PR #198, opened 2017-12-15
Allows hierarchy in organization

shreyas-satish:
Adds a `parent_id` attribute to `Organization` to allow organizations to defer invoicing to their parent organization.


jace:
`parent_id` will clash with hasgeek/lastuser#6. Can you make this `invoicer_id`?

PR #194, opened 2020-12-17
Update version to 1.8.23-1 after creating release branch for 1.8.22.

lrknox:


derobins:
It looks like you missed some version things...

lrknox:
> It looks like you missed some version things...

the '-' was missing in the full version string in H5public.h, due to a bin/h5vers deficiency for unanticipated value '0' for SUBRELEASE.  I added the '-', but h5vers will need a slight modification.  Otherwise I don;t see anything missing.  The "-0"  is omitted from the ddl files by design, and the "snap" was intentionally dropped.

src/H5public.h
```diff
@@ -94,10 +94,10 @@ extern "C" {
 /* Version numbers */
 #define H5_VERS_MAJOR      1                               /* For major interface/format changes           */
 #define H5_VERS_MINOR      8                               /* For minor interface/format changes           */
-#define H5_VERS_RELEASE    22                              /* For tweaks, bug-fixes, or development     */
-#define H5_VERS_SUBRELEASE "snap12"                        /* For pre-releases like snap0       */
+#define H5_VERS_RELEASE    23                              /* For tweaks, bug-fixes, or development     */
+#define H5_VERS_SUBRELEASE "0"                        /* For pre-releases like snap0       */
```
byrnHDF: I believe this is the issue with '0', because H5_VERS_SUBRELEASE is evaluated as nothing.

lrknox:
So I guess we always need to start with version 1.x.x-1 then?

byrnHDF (approved):

PR #202, opened 2020-12-18
Brings changes to ttsafe_attr_vlen.c from develop

derobins:
Fix for exposed pthreads code that causes Windows builds to fail.

### DIFF
--- a/test/ttsafe_attr_vlen.c
+++ b/test/ttsafe_attr_vlen.c
@@ -6,7 +6,7 @@
  * This file is part of HDF5.  The full HDF5 copyright notice, including     *
  * terms governing use, modification, and redistribution, is contained in    *
  * the COPYING file, which can be found at the root of the source code       *
- * distribution tree, or in https://support.hdfgroup.org/ftp/HDF5/releases.  *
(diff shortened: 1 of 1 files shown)


test/ttsafe_attr_vlen.c
```diff
@@ -6,7 +6,7 @@
  * This file is part of HDF5.  The full HDF5 copyright notice, including     *
  * terms governing use, modification, and redistribution, is contained in    *
  * the COPYING file, which can be found at the root of the source code       *
- * distribution tree, or in https://www.hdfgroup.org/licenses.               *
+ * distribution tree, or in https://support.hdfgroup.org/ftp/HDF5/releases.  *
```
derobins: Should I change this back? I just copied the entire file over from develop.

lrknox: Yes, it should be the line ending in "licenses."  I'll be updating develop in the near future.

lrknox (approved):

test/ttsafe_attr_vlen.c
derobins: Fixed

PR #207, opened 2020-12-19
Fixes a small memory leak in the h5jam test

derobins:


lrknox (approved):

tools/test/h5jam/getub.c
```diff
@@ -138,14 +138,15 @@ main(int argc, const char *argv[])
...
     HDfree(buf);
     HDclose(fd);
 
     return EXIT_SUCCESS;
 
 error:
-    if (buf)
-        HDfree(buf);
+    HDfree(filename);
+    HDfree(buf);
```
qkoziol, line 149: HDfree doesn't protect against NULL pointers, so it would be best to leave those in for the error situations.

qkoziol (approved):

qkoziol:
(Such a minor deal that I'm going to approve, but not terribly important to fix)

tools/test/h5jam/getub.c
derobins: The C standard says that freeing a NULL pointer is fine so checking for NULL isn't necessary.

PR #208, opened 2020-12-19
Fixes a small memory leak in the chunk_cache test

derobins:


lrknox (approved):

qkoziol:
It would be good to protect the HDfree() calls here also.

qkoziol (approved):

derobins:
The C standard says that freeing a NULL pointer is fine so checking for NULL isn't necessary.

PR #209, opened 2020-12-19
Fixes a minor memory leak in hl/test/test_file_image.c

derobins:


lrknox (approved):

hl/test/test_file_image.c
```diff
@@ -506,6 +506,8 @@ test_file_image(size_t open_images, size_t nflags, unsigned *flags)
     } /* end for */
 
     /* release temporary working buffers */
+    for (i = 0; i < open_images; i++)
```
qkoziol, line 509: You may consider protecting all of these.

qkoziol (approved):

hl/test/test_file_image.c
derobins: The C standard says that freeing a NULL pointer is fine so checking for NULL isn't necessary.

PR #217, opened 2020-12-21
Add compiler flags for GCC 10, along with updating warnhist script to accommodate them

qkoziol:


config/gnu-warnings/developer-10
```diff
@@ -0,0 +1,6 @@
+# New warning
+-Warith-conversion
+
+# Enable static analysis of program flow
+-fanalyzer
+-fdiagnostics-path-format=none
```
derobins, line 6: This is fine here for now, but I plan to add gcc sanitizer support and we may want to move these there when that functionality is available.

derobins (approved):

lrknox (approved):

PR #231, opened 2020-12-26
Hdf5 1 12 - Fix unaligned access to reference buffer during datatype conversion on 64-bit Solaris 

lrknox:


lrknox:
Bring fix for fixing unaligned access to reference buffer during datatype conversion on 64-bit Solaris to hdf5_1_12.

qkoziol (approved):

PR #254, opened 2021-01-12
Reverts lock/unlock callback signature to 1.8.21 version

derobins:
This callback is unused in 1.8. The ros3 and hdfs VFDs are the only VFDs
that have the lock callback implemented and that is just as no-op stubs.
These stubs were removed so the callbacks are now NULL pointers, like
the other VFDs in 1.8.

### DIFF
--- a/src/H5FDpublic.h
+++ b/src/H5FDpublic.h
@@ -236,8 +236,8 @@ typedef struct H5FD_class_t {
     herr_t (*write)(H5FD_t *file, H5FD_mem_t type, hid_t dxpl, haddr_t addr, size_t size, const void *buffer);
     herr_t (*flush)(H5FD_t *file, hid_t dxpl_id, unsigned closing);
     herr_t (*truncate)(H5FD_t *file, hid_t dxpl_id, hbool_t closing);
-    herr_t (*lock)(H5FD_t *file, hbool_t last);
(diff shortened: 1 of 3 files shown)


src/H5FDpublic.h
```diff
@@ -236,8 +236,8 @@ typedef struct H5FD_class_t {
     herr_t (*write)(H5FD_t *file, H5FD_mem_t type, hid_t dxpl, haddr_t addr, size_t size, const void *buffer);
     herr_t (*flush)(H5FD_t *file, hid_t dxpl_id, unsigned closing);
     herr_t (*truncate)(H5FD_t *file, hid_t dxpl_id, hbool_t closing);
-    herr_t (*lock)(H5FD_t *file, hbool_t last);
-    herr_t (*unlock)(H5FD_t *file);
+    herr_t  (*lock)(H5FD_t *file, unsigned char *oid, unsigned lock_type, hbool_t last);
```
byrnHDF: Whitespace?

derobins: Sorry, didn't run it through the formatter. I just copied it in.

derobins: I'll update in a sec.

derobins: Fixed

soumagne (approved):

lrknox (approved):

PR #260, opened 2021-01-14
Fixes naked pthread usage in H5TS code added for async

derobins:


derobins:
The real fix is around line 615, where the async dump brought in naked pthread usage. The rest of the changes move the "done" target inside the POSIX ifdef to quiet warnings on Windows.

byrnHDF (approved):

qkoziol (approved):

PR #262, opened 2021-01-14
Fixes a wayward parenthesis in H5TS.c

derobins:


derobins:
H5TS.c gets dirtied every time I run autogen.sh. It's driving me NUTS.

qkoziol:
The code formatter will just put it back the other way... ;-)

derobins:
> The code formatter will just put it back the other way... ;-)

Then the formatter is wrong and should change. It's completely ridiculous to have autogen dirty the repo. This has happened often enough to where I'm ready to cobble a script together that makes sure autogen.sh + git diff is clean before allowing a commit.

derobins:
> The code formatter will just put it back the other way... ;-)

Also, nobody appears to be running the formatter. I just ran it over develop and 150 files changed. (This may be due to my version of LLVM, but version-specific formatting is _another_ problem that we could have)

lrknox (approved):

byrnHDF (approved):

qkoziol (approved):

PR #270, opened 2021-01-19
Improve performance of multiple calls to H5Sget_select_elem_pointlist

fortnern:
It was found that, when making repeated calls to H5Sget_select_elem_pointlist to retrieve points, the point list traversal was extremely slow. This should fix that problem for common use cases.

    Cache the pointer to the next point to process after the last call to
    H5S__get_select_elem_pointlist.  This allows the normal process of
    iterating over the points in batches to be much more efficient, as the
    library does not need to traverse the entirety of the preceding points
    every time the funciton is re-entered.


soumagne (approved):

qkoziol:
This is OK, although duplicative in the sense that H5S_point_iter_t struct also does this, for selection iterators.   It's probably fine for now, but could be refactored to combine the two ideas at some point in the future.

qkoziol (approved):

lrknox (approved):

PR #274, opened 2021-01-22
Fix problems with vlens and refs inside compound using H5VLget_file_type()

fortnern:
Modified library to properly ref count H5VL_object_t structs and only consider file vlen and reference types to be equal if their files are the same. Should prevent errors due to files being closed out from under cached types in the type conversion path table. There is still a potential error if the VOL connector closes the underlying file object before closing the datatype returned from H5VLget_file_type().


src/H5T.c
```diff
@@ -4473,6 +4492,31 @@ H5T_get_size(const H5T_t *dt)
...
+ */
+hbool_t
+H5T_get_force_conv(const H5T_t *dt)
+{
+    /* Use FUNC_ENTER_NOAPI_NOINIT_NOERR here to avoid performance issues */
+    FUNC_ENTER_NOAPI_NOINIT_NOERR
+
+    /* check args */
+    HDassert(dt);
+
```
derobins, line 4519: Might also want to add HDassert(dt->shared)

derobins (approved):

soumagne (approved):

src/H5T.c
fortnern: Thanks, done

src/H5T.c
```diff
@@ -3489,18 +3493,24 @@ H5T__initiate_copy(const H5T_t *old_dt)
     /* Copy shared information */
     *(new_dt->shared) = *(old_dt->shared);
 
-    /* Reset VOL fields */
+    /* Increment ref count on owned VOL object */
+    if (new_dt->shared->owned_vol_obj)
+        new_dt->shared->owned_vol_obj->rc++;
```
qkoziol: Having other parts of the library modify fields in the H5VL structs is going to be difficult to maintain.   Could you please add a "increment refcount" routine in the H5VL code and call that?

src/H5T.c
```diff
@@ -6295,6 +6349,7 @@ H5T_own_vol_obj(H5T_t *dt, H5VL_object_t *vol_obj)
 
     /* Take ownership */
     dt->shared->owned_vol_obj = vol_obj;
+    vol_obj->rc++;
```
qkoziol: (Another refcount increment for a H5VL routine)

src/H5Tcommit.c
```diff
@@ -148,6 +148,7 @@ H5T__commit_api_common(hid_t loc_id, const char *name, hid_t type_id, hid_t lcpl
     new_obj->connector = (*vol_obj_ptr)->connector;
     new_obj->connector->nrefs++;
     new_obj->data = data;
+    new_obj->rc = 1;
```
qkoziol: Same with this piece of code (which I admit wasn't originally written by you) - could you please add a small routine in the H5VL code that encapsulated this setup and then call it here (and down below in this routine)?

src/H5Tdeprec.c
```diff
@@ -139,6 +139,7 @@ H5Tcommit1(hid_t loc_id, const char *name, hid_t type_id)
     new_obj->connector = vol_obj->connector;
     new_obj->connector->nrefs++;
     new_obj->data = data;
+    new_obj->rc = 1;
```
qkoziol: (Another candidate for the "setup" H5VL setup routine)

src/H5VLprivate.h
```diff
@@ -37,6 +37,7 @@ typedef struct H5VL_t {
 typedef struct H5VL_object_t {
     void *  data;      /* Pointer to connector-managed data for this object    */
     H5VL_t *connector; /* Pointer to VOL connector struct                      */
+    hsize_t rc;        /* Reference count                                      */
```
qkoziol: This should be a 'size_t', since you are counting objects in memory.

qkoziol:
This is a very nice change and if you could spend 15 minutes with a little refactoring, would be improved further.  :-)

src/H5T.c
fortnern: I can do this, though looking through the code there are many other places that directly manipulate the H5VL_object_t struct outside the H5VL package

src/H5Tcommit.c
fortnern: I can replace this with H5VL_create_object, though again there are still other places in the library that peek into H5VL_object_t. In fact this code would still need to do that ((*vol_obj_ptr)->connector), so we would need to write another routine to retrieve that, then propagate it to everywhere that currently gets the connector directly, which includes many (all?) of the *_api_common() routines.

fortnern: Are you thinking we should move H5VL_object_t to H5VLpkg.h? This is kind of outside the scope of this change.

src/H5T.c
qkoziol: No doubt!   I would suggest that you just herd as many cats as you have time for now and we'll keep tracking them down over time.

src/H5Tcommit.c
qkoziol: Agree - I would volunteer to pick up more of the changes like this in another PR, based on the start you make here.

qkoziol: > Are you thinking we should move H5VL_object_t to H5VLpkg.h? This is kind of outside the scope of this change.

I don't think that's necessary (yet?) and agree, would be far outside of the scope for your PR.

fortnern:
@qkoziol I think I've addressed your concerns.

qkoziol (approved):
Yes - looks great, thanks!

lrknox (approved):

PR #1036, opened 2021-09-24
Implement parallel collective support for selection I/O.

fortnern:


jrmainzer:
Other than the need for a formatting run, no obvious issues.

jrmainzer (approved):

src/H5Dcontig.c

########

What the task requires> The expected answer is a copy of each line in the records that holds the word "datatype".

Exercise response>
Hdf5 1 12 - Fix unaligned access to reference buffer during datatype conversion on 64-bit Solaris 
Bring fix for fixing unaligned access to reference buffer during datatype conversion on 64-bit Solaris to hdf5_1_12.
Modified library to properly ref count H5VL_object_t structs and only consider file vlen and reference types to be equal if their files are the same. Should prevent errors due to files being closed out from under cached types in the type conversion path table. There is still a potential error if the VOL connector closes the underlying file object before closing the datatype returned from H5VLget_file_type().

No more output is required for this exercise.